On March 25, private equity giant Cerberus announced a deal to acquire Catholic non-profit health system Caritas Christi for $830 million. The deal would turn Caritas into a for-profit, unload its pension liabilities onto Cerberus, and enable the struggling non-profit to keep its staff levels intact. More importantly, I think the deal could be seen as a canary in the coal mine that suggests more non-profits will pursue consolidation opportunities with larger players who are less vulnerable to the major changes that will befall the acute care industry now that health reform has been passed.
I also expect the acute care group to benefit from restrictions on physician-owned hospitals as this gradually wipes out another level of competition from the playing field. Since the insurance pool doesn’t widen until 2014E – but the cuts begin right away – I expect non-profits that operate on low margins and are overexposed to one geographic region to look for exits.

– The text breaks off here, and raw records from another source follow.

PR #4962, opened 2025-09-17
RI-7431: Delete key popover layout

ArtemHoruzhenko:
Fixed behavior when clicking on trash button results into selecting row and fetching key details
Also fixed popover layout

|Before|After|
|-|-|
Screenshot 2025-09-17 at 15 19 55|Screenshot 2025-09-17 at 15 20 34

To sum it up, expect more consolidation in the acute care industry and expect the larger (publicly traded and private) health systems to benefit since they have more scale, diversity, and better access to capital. One thing is for certain: every hospital system in the US will have to find ways to creatively work around the challenges health reform will usher in beginning now. The names have run up ahead of reform so it's up to readers to pick apart the street models and see what a realistic earnings power run rate will be now that health reform is in the rear-view mirror. One name I prefer, at least from a viewpoint of expsosure to crowded ERs and levels of uncompensated care, is THC. Further, THC is deleveraging nicely and commercial admissions should pick up once the economy can start adding jobs at a sustainable level.
Disclosure: Author holds no position in securities mentioned and the author's firm does not cover the securities mentioned. Authors views are STRICTLY his and do not reflect that of his employer whatsoever.